Not that the Navy lacks defensive weapons. It has the most advanced search and tracking radars in the world, the most agile surface-to-air missiles, and the most resilient communications for cooperative action by scattered warships. Its undersea capabilities against hostile subs are also extremely sophisticated. China knows all this, but the Navy isn’t about to share details.
What’s most missing from the CAPE assessment, though, isn’t an understanding of carrier survivability, but of the offensive punch that carriers bring to U.S. war plans. So let’s consider a few of the things that make large-deck, nuclear-powered aircraft carriers uniquely useful in wartime.
For starters, nuclear-powered carriers have unlimited range—which is why they can always be moving when forward deployed. That means you don’t need vulnerable bases on land to carry the war to the enemy. The latest Ford class of carriers can sustain 270 air sorties per day. If we assume that each of those sorties delivers four smart bombs against enemy targets, then a single carrier can destroy a thousand different aimpoints every day. It’s a little more complicated than that, but the number of targets potentially destroyed is in the same range.
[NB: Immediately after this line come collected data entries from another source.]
PR #170, opened 2019-06-06
Fix alloc build

philipc:
I don't know if there's a better way to do the number printing without `io::Write`.

### DIFF
--- a/src/pe/section_table.rs
+++ b/src/pe/section_table.rs
@@ -2,7 +2,6 @@ use crate::alloc::string::{String, ToString};
 use scroll::{ctx, Pread, Pwrite};
 use crate::error::{self, Error};
 use crate::pe::relocation;
-use std::io::Write;
 
 #[repr(C)]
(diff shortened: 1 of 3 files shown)


src/pe/section_table.rs
```diff
@@ -93,7 +92,25 @@ impl SectionTable {
         if idx <= 9_999_999 { // 10^7 - 1
             self.name = [0; 8];
             self.name[0] = b'/';
-            write!(&mut self.name[1..], "{}", idx).unwrap();
+            if idx == 0 {
```
m4b: i literally have no idea what this is doing :laughing:

philipc: It's doing `write!(&mut self.name[1..], "{}", idx)` without using `io::Write`. I could add some comments to make it clearer.

m4b: If you want to. Probably what you said right here is sufficient :) feel free to merge after

PR #404, opened 2024-04-12
PE: parse thread local storage - TLS data

kkent030315:
Parses TLS (thread local storage) data directory in PE64/32.

### DIFF
--- a/src/pe/mod.rs
+++ b/src/pe/mod.rs
@@ -220,12 +220,12 @@ impl<'a> PE<'a> {
                 )?);
             }
 
-            if let Some(&tls_table) = optional_header.data_directories.get_tls_table() {
+            if let Some(tls_table) = optional_header.data_directories.get_tls_table() {
                 tls_data = if is_64 {
                     tls::TlsData::parse_with_opts::<u64>(
                         bytes,
                         image_base,
-                        &tls_table,
+                        tls_table,
                         &sections,
                         file_alignment,
                         opts,
--- a/src/pe/mod.rs
+++ b/src/pe/mod.rs
@@ -26,6 +26,7 @@ pub mod relocation;
 pub mod section_table;
 pub mod subsystem;
 pub mod symbol;
+pub mod tls;
 pub mod utils;
 
 use crate::container;
@@ -71,6 +72,8 @@ pub struct PE<'a> {
     pub libraries: Vec<&'a str>,
     /// Debug information, if any, contained in the PE header
     pub debug_data: Option<debug::DebugData<'a>>,
+    /// TLS information, if any, contained in the PE header
+    pub tls_data: Option<tls::TlsData<'a>>,
     /// Exception handling and stack unwind information, if any, contained in the PE header
     pub exception_data: Option<exception::ExceptionData<'a>>,
     /// Certificates present, if any, described by the Certificate Table
@@ -106,6 +109,7 @@ impl<'a> PE<'a> {
         let mut import_data = None;
         let mut libraries = vec![];
         let mut debug_data = None;
+        let mut tls_data = None;
         let mut exception_data = None;
         let mut certificates = Default::default();
         let mut is_64 = false;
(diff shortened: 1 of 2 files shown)


src/pe/tls.rs
```diff
@@ -0,0 +1,247 @@
...
+            let offset =
+                utils::find_offset(rva, sections, file_alignment, opts).ok_or_else(|| {
+                    error::Error::Malformed(format!(
+                        "cannot map tls address_of_callbacks rva ({:#x}) into offset",
+                        rva
+                    ))
+                })?;
+            let mut i = 0;
+            // Read the callbacks until we find a null terminator
+            loop {
```
m4b, line 226: on a malformed binary could this cause an infinite loop?

src/pe/tls.rs
```diff
@@ -0,0 +1,247 @@
...
+    // NOTE: `u32` for 32-bit binaries, `u64` for 64-bit binaries.
+    pub address_of_callbacks: u64,
+    /// The size of the zero fill.
+    pub size_of_zero_fill: u32,
+    /// The characteristics of the TLS.
+    pub characteristics: u32,
+}
+
+/// TLS information.
+#[repr(C)]
```
m4b, line 35: i don't think you need `repr(c)` here, but it's possible i'm missing something

src/pe/mod.rs
```diff
@@ -216,6 +220,29 @@ impl<'a> PE<'a> {
                 )?);
             }
 
+            if let Some(&tls_table) = optional_header.data_directories.get_tls_table() {
+                tls_data = if is_64 {
+                    tls::TlsData::parse_with_opts::<u64>(
+                        bytes,
+                        image_base,
+                        &tls_table,
```
m4b, line 228: nit: shouldn't need `&` here and above in `let Some(&tls_table)`

src/pe/tls.rs
```diff
@@ -0,0 +1,247 @@
...
+    /// Raw data of the TLS.
+    pub raw_data: Option<&'a [u8]>,
+    /// TLS index.
+    pub slot: Option<u32>,
+    /// TLS callbacks.
+    pub callbacks: Vec<u64>,
+}
+
+impl ImageTlsDirectory {
+    #[allow(unused)]
```
m4b, line 49: not needed

m4b (commented):
some nits i would like to see fixed, but otherwise this lgtm; i almost merged but would prefer to see them fixed before merging, thank you for the PR!

src/pe/tls.rs
kkent030315: Yes. I think it would make sense to have a RVA validation there and return the malformed error if invalid RVAs found.

src/pe/tls.rs
kkent030315: Done.

src/pe/mod.rs
kkent030315: Done.

src/pe/tls.rs
kkent030315: You're right. Done.

src/pe/tls.rs
kkent030315: Done.

m4b: so what i meant specifically is: is this loop guaranteed to terminate? this comes up when there are malformed binaries, and the loop only terminates in a well-formed case, but if the loop has no upper bound, it might cause the library to run forever, which is unacceptable.

m4b (commented):
This is ready to go basically, but I need more clarification on whether that loop is guaranteed to terminate or not; after that can merge :) and thank you for this!

src/pe/tls.rs
m4b: Yea I was just making sure there wasn't some obvious termination condition we could add, e.g., end of file, etc., that would guarantee we are done looping; my general reflex when i see `loop` is to ask how it can terminate, as we've had bugs in past of infinite loops without proper termination condition, but your answer is sufficient, thank you!

m4b (approved):
LGTM thank you!

m4b:
note: breaking change

m4b:
released in 0.9.0, thank you for your patience!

But that is just the beginning of what carrier strike groups can do. They can also provide continuous air cover to U.S. forces ashore. Their radar planes can deliver early warning of airborne threats to the entire joint force, and can track scores of threats simultaneously. Their jamming aircraft can prevent enemy radars from seeing U.S. and allied planes even when those planes lack stealth features.
Carriers are also the most effective system from which to exercise sea control over vast areas, thanks to the speed and reach of their aircraft. That means they not only can defeat enemy warships over large expanses of ocean, but also protect friendly ships in those same areas. And to repeat, this all can be accomplished without requiring access to local ports or bases.
So there’s a reason why aircraft carriers are always in demand by U.S. combatant commanders in the Western Pacific, in the Persian Gulf, and in the Mediterranean. Those commanders will snort derisively at any plan that would deprive the Navy of the ability to keep a carrier in each of the three regions continuously (two are probably needed in the Pacific, given the distances involved).
The Pentagon couldn’t have picked a worse time to raise doubts about future demand for aircraft carriers. Coronavirus has put the nation’s economy on the verge of collapse, and potentially emboldened our rivals. If Secretary Esper has any political sense, he will bury CAPE’s study for the rest of the election season.
Several companies engaged in building and equipping U.S. aircraft carriers contribute to my think tank, including Huntington Ingalls Industries—the only company in the world that constructs large-deck, nuclear-powered carriers.